Steece-Collier Lab


Lab Personnel


Gene Therapy in PD

One often debilitating side-effect of standard pharmacotherapy for Parkinson’s disease (PD), levodopa administration, are unwanted involuntary movements known as levodopa-induced dyskinesia (LID). There is currently one FDA approved drug that partially reduces LID in a subpopulation of patients for a limited amount of time, yet up to 90% of individuals with PD develop this side-effect. The L-type calcium channel CaV1.3 found in a brain region called the striatum is a target of interest for LID prevention. In PD, a loss of nigral dopamine (DA) neurons that project to the striatum results in dysregulation and overactivity of striatal CaV1.3 channels leading to synaptic pathology that appears to be involved in LID. While initial studies in animal models of PD using pharmacological CaV1.3 channel antagonists showed a dose-dependent reduction of LID, the effects were partial and transient which we hypothesized was related to the fact that currently available CaV1.3 antagonist drugs incompletely inhibit these channels. To provide unequivocal target validation, free of pharmacological limitations, we developed a rAAV-CaV1.3-shRNA to provide continuous, high potency, target-selective, mRNA-level silencing of striatal CaV1.3 channels.

We have shown that gene level silencing of striatal CaV1.3 channels in young adult male parkinsonian rats, prior to the introduction of levodopa provides complete and sustained protection against the induction of LID even with high doses of daily levodopa. We also observed that rAAV-mediated CaV1.3 silencing in young adult male parkinsonian rats with already established LID could substantially reverse these behaviors. Because PD is a disease generally occurring in aged individuals (~60 years old), we are currently extending these translational studies to determine whether this marked anti-dyskinetic effect is maintained in aged parkinsonian male and female rats. Initial indications are that sex does impact the viability of this therapy, which is a topic of continuing investigation in the lab.

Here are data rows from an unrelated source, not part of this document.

PR #672, opened 2024-04-12
ZMS-112

NickOvt:
If a message has the html part then use it for intro instead of text/plain.

### DIFF
--- a/lib/message-handler.js
+++ b/lib/message-handler.js
@@ -318,29 +318,7 @@ class MessageHandler {
                                 ? messageData.text
                                 : messageData.text.substr(0, consts.MAX_PLAINTEXT_CONTENT);
 
-                        messageData.intro = messageData.text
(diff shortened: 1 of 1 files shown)


lib/message-handler.js
```diff
@@ -360,6 +361,30 @@ class MessageHandler {
                                 return html;
                             })
                             .filter(html => html);
+
+                        messageData.intro = htmlToText(messageData.html.join(''))
+                            // assume we get the intro text from first 2 kB
```
andris9, line 366: You are calling this set of regexes, etc, from two different places (both from the plaintext and HTML section), so it might make sense to create a function to convert text input into an intro string instead of defining the same regexes twice.

andris9 (changes requested):

andris9 (approved):

PR #679, opened 2024-04-29
ZMS-147

NickOvt:
`req_end` for `PUT users/:user/autoreply` will not be included in graylog if value is `false`.

### DIFF
--- a/api.js
+++ b/api.js
@@ -101,9 +101,11 @@ const serverOptions = {
             };
 
             Object.keys(req.params || {}).forEach(key => {
-                let value = typeof req.params[key] === 'string' ? req.params[key] : util.inspect(req.params[key], false, 3).toString().trim();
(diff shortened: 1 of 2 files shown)


api.js
```diff
@@ -101,16 +101,24 @@ const serverOptions = {
             };
 
             Object.keys(req.params || {}).forEach(key => {
-                let value = typeof req.params[key] === 'string' ? req.params[key] : util.inspect(req.params[key], false, 3).toString().trim();
+                // cast value to string, as we want to have value present whenever there is some actual value (whatever the data type)
```
andris9, line 104: I think it should be the reverse. If the value is `false`, `null` or empty string, then this key should be ignored and there is no need to log it. This way we can avoid key specific exceptions.

andris9: Ignore this comment, did not realize this PR was already closed. See the same comment in active PR

PR #688, opened 2024-05-09
ZMS-156

NickOvt:
Excluded public and acme endpoints from api docs generation


api.js
```diff
@@ -213,7 +213,7 @@ server.use(
 
 // public files
 server.get(
-    { name: 'public_get', path: '/public/*' },
+    { name: 'public_get', path: '/public/*', exclude: true },
```
andris9, line 216: Use a more descriptive key name than `exclude`. Currently it is hard to understand what is it for.

andris9 (changes requested):

api.js
NickOvt: Renamed to excludeRoute

andris9 (approved):

PR #699, opened 2024-06-27
fix: fixed edge cases when `session` could be `null`

titanism:
If the session is set to `null` and an `err` occurs, for example here:

<https://github.com/titanism/wildduck/blob/c9188b3766b547b091d140a33308b5c3ec3aa1d4/lib/pop3/connection.js#L1010>

Then an uncaught exception will be thrown.

### DIFF
--- a/lib/pop3/connection.js
+++ b/lib/pop3/connection.js
@@ -1,3 +1,4 @@
+
 'use strict';
 
 const crypto = require('crypto');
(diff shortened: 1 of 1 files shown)


andris9 (approved):

lib/pop3/connection.js
```diff
@@ -519,8 +520,8 @@ class POP3Connection extends EventEmitter {
                         _message_id: message.id,
                         _message_uid: message.uid,
                         _mailbox: message.mailbox,
-                        _username: this.session.user && this.session.user.username,
-                        _user: this.session.user && this.session.user.id,
+                        _username: this?.session?.user?.username
```
shaunwarman, line 523:
```suggestion
                        _username: this?.session?.user?.username,
```

Issue #711, opened 2024-07-25
Feat: Add support for `XAPPLEPUSHSERVICE`


titanism:
## Hi folks 👋   We're the team that made **[Forward Email](https://forwardemail.net)**, the only 100% open-source email service out there.

👉 Check it out at https://forwardemail.net!!! 👈 

Keep reading below for insight into how we implemented iOS Push support! ⏬ 

> P.S. Try using coupon code `GITHUB` for a discount 😉 

Ref: <https://docker-mailserver.github.io/docker-mailserver/latest/examples/use-cases/ios-mail-push-support/>

louis-lau:
I agree this would be very nice to have! May not be that easy, as there's no publically available official spec.

louis-lau:
Nice! The fact that people have reverse engineered this before should make things easier. Looking into this was on my list somewhere, but there's about 999 things above it haha. Good luck!

JDENredden:
I can’t contribute anything technically, but I would love to see this implemented. Major quality of life win for iOS users.

JDENredden:
Mailbox.org is another one that has managed to make push email work on iOS. They’re another one to reach out to. Zoho Mail rely on ActiveSync to do push on iOS. On 1 Aug 2024, at 8:39 am, titanism ***@***.***> wrote:﻿
Okay so despite it working and the APN being successfully delivered – it doesn't appear that APPL is accepting it for delivery to the device/account pair.  I've reached out to folks at APPL, Linux (maintainers of that Dovecot project), and the team at Fastmail.  Hoping we can figure out if this is possible still or not, and if not, what are the alternatives.  It seems that Yahoo and Fastmail can only do this approach because of a custom licensing that permits them for com.apple.mobilemail push notifications.

gctwnl:
I've just found this thread (as I ran into this trying my yearly renewal on OS X Server.

I have an OS X Server license (a running Mac mini server with High Sierra and Server.app) but Server.app is no longer capable of renewing the cert. I already have (via MacPorts on macOS) a Dovecot running that does iOS Push. The only thing I need is an updated cert. Is there a script somewhere that can help me with that?

louis-lau:
@gctwnl https://github.com/freswa/dovecot-xaps-daemon/issues/43

gctwnl:
> [@gctwnl](https://github.com/gctwnl) [freswa/dovecot-xaps-daemon#43](https://github.com/freswa/dovecot-xaps-daemon/issues/43)

[...]

PR #712, opened 2024-07-26
feat: added XAPPLEPUSHSERVICE support (per #711)

titanism:
This adds command support for `XAPPLEPUSHSERVICE` with a commented out IMAP command handler showing an example implementation.

### DIFF
--- a/imap-core/lib/commands/xapplepushservice.js
+++ b/imap-core/lib/commands/xapplepushservice.js
@@ -1,0 +1,96 @@
+'use strict';
+
+//
+// Thanks to Forward Email
+// <https://forwardemail.net>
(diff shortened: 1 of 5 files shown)


andris9 (approved):

andris9:
Added the following changes (https://github.com/nodemailer/wildduck/commit/4ef3eaabcad9fcacac5889cf8ad49d4e27233a60):
* fixed CAPABILITY listing for XAPPLEPUSHSERVICE (only visible for authenticated sessions)
* made XAPPLEPUSHSERVICE configurable. Requires `aps.enabled` option to be true, otherwise will reject the command
* updated schema handling (previously invalid input like `tag XAPPLEPUSHSERVICE` with no arguments caused an uncaught exception)

PR #719, opened 2024-08-01
fix: fixed XAPPLEPUSHSERVICE command (needs to return topic)

titanism:
@andris9 this is a core fix for XAPPLEPUSHSERVICE


andris9 (approved):

andris9:
Thanks!

PR #732, opened 2024-09-12
ZMS-169

NickOvt:
1. Mailboxes.js added Joi schema to validate subpath length and count. Values bigger than specified max do not pass validation
2. Added new mailboxes tests accordingly
3. Added same functionality straight in mailboxes-handler.js as well
4. Added IMAP tests accordingly
5. Fix IMAP `RENAME` command small bug, where the specified error code would always be `TEMPFAIL` now it is `err.code || TEMPFAIL`


lib/api/mailboxes.js
```diff
@@ -539,6 +558,24 @@ module.exports = (db, server, mailboxHandler) => {
                 requestBody: {
                     path: Joi.string()
                         .regex(/\/{2,}|\/$/, { invert: true })
+                        .max(MAX_MAILBOX_NAME_LENGTH * MAX_SUB_MAILBOXES + 127)
+                        .custom((value, helpers) => {
+                            const splittedPathArr = value.split('/');
```
andris9, line 563: The same validation function is used in multiple places. Instead, define it as a single validation function in https://github.com/nodemailer/wildduck/blob/master/lib/schemas.js and import it.

andris9 (changes requested):

andris9 (approved):

PR #733, opened 2024-09-13
ZMS-172

NickOvt:
When an attachment gets uploaded calculate sha256 hash of it's content and store in the file metadata in the DB.


lib/attachments/gridstore-storage.js
```diff
@@ -129,6 +130,35 @@ class GridstoreStorage {
...
+                        $set: {
+                            'metadata.fileContentHash': calculatedFileContentHash
+                        }
+                    },
+                    {
+                        returnDocument: 'after'
+                    },
+                    (err, res) => {
+                        if (err) {
+                            return attachmentCallback(err);
```
andris9, line 151: This will invoke `attachmentCallback()` and thus `callback()` twice. Make sure that `callback` is not run until the hash has been updated.

andris9 (changes requested):

lib/attachments/gridstore-storage.js
```diff
@@ -137,6 +139,25 @@ class GridstoreStorage {
...
+                                            'metadata.fileContentHash': calculatedFileContentHash
+                                        }
+                                    },
+                                    {
+                                        returnDocument: 'after'
+                                    }
+                                );
+                            }
+                        }
                         callback(...args);
```
andris9, line 161: There's a potential race condition if we want to use the sha256 hash immediately after the attachment has been uploaded - there's a chance that the `findOneAndUpdate` call is not finished yet, and thus, the value is not available.

andris9 (changes requested):

lib/attachments/gridstore-storage.js
```diff
@@ -33,6 +33,23 @@ class GridstoreStorage {
         });
     }
 
+    updateFileWithContentHashMetadata(args, callback, hash, calculatedFileContentHash) {
```
andris9, line 36: The convention for callbacks is to always use `callback` as the last function argument.

```
updateFileWithContentHashMetadata(args, hash, calculatedFileContentHash, callback)
```

andris9 (changes requested):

If the current gene therapy findings can be translated into a clinical application with a similar magnitude, this would provide a much-needed breakthrough in treatment of individuals with PD and would allow the most powerful antiparkinsonian therapy ever identified (i.e.: levodopa) to work unabated through the duration of the disease.  

Precision Medicine

While there are a number of therapeutic options for individuals with Parkinson’s disease (PD) these therapies do not work uniformly well in all patients. Indeed, a recent retrospective analysis of the ‘ELLDOPA’ study reported that early-stage PD subjects receiving equivalent doses of the antiparkinsonian medication levodopa experienced a magnitude of response ranging from a 100% improvement to a 242% worsening in their parkinsonian motor disability. This example underscores the incredible heterogeneity in clinical response to standard-of-care anti-parkinsonian therapy, even when disease severity is taken into account. Similar findings have been reported over the past several decades for the experimental ‘regenerative medicine’ approach of nerve cell transplantation aimed at replacing cells that die in PD. While some PD patients have shown marked and lasting benefit following engraftment of new dopamine (DA) neurons, many have also shown no or limited benefit; and a significant subpopulation has developed devastating transplant-related side-effects. As clinical transplantation trials are currently reemerging worldwide it remains uncertain what specific risk factors negatively impact clinical responsiveness to this approach, which offers hope for a much needed additional therapeutic option for the approximately 4 million individuals suffering with PD. One approach to deconstructing the complex range of responses to therapy is identification of common genetic variants that may influence therapeutic efficacy.

We have identified one candidate genetic variant, with prevalence of up to 40% in the human population that may be useful in this regard. Specifically, a functional single nucleotide polymorphism (SNP) ‘rs6265’ in the Bdnf gene for brain-derived neurotrophic factor (BDNF) that results in dysfunctional BDNF release from neurons. BDNF is critical for structural integrity of, and normal communication between neurons in brain regions associated with DA neuron transplantation therapy. Our lab has been using a CRISPR knock-in rat model of the human rs6265 BDNF variant to test the hypothesis that this SNP is a genetic “risk factor” that underlies the reduced or aberrant clinical response of some PD individuals to the brain repair strategy involving transplanting new DA producing brains cells.

The overall goal for PD (or any disease) is to tailor treatment to the individual characteristics of each patient to provide safe, effective, and precise interventions with minimal complications. Findings from the current research for this project will guide ongoing and future clinical grafting trials by providing scientific insight into whether this particular SNP (rs6265), which occurs in up to 40% of the general population will impact, either negatively or positively, an individual’s response to the regenerative medicine approach of DA neuron transplantation.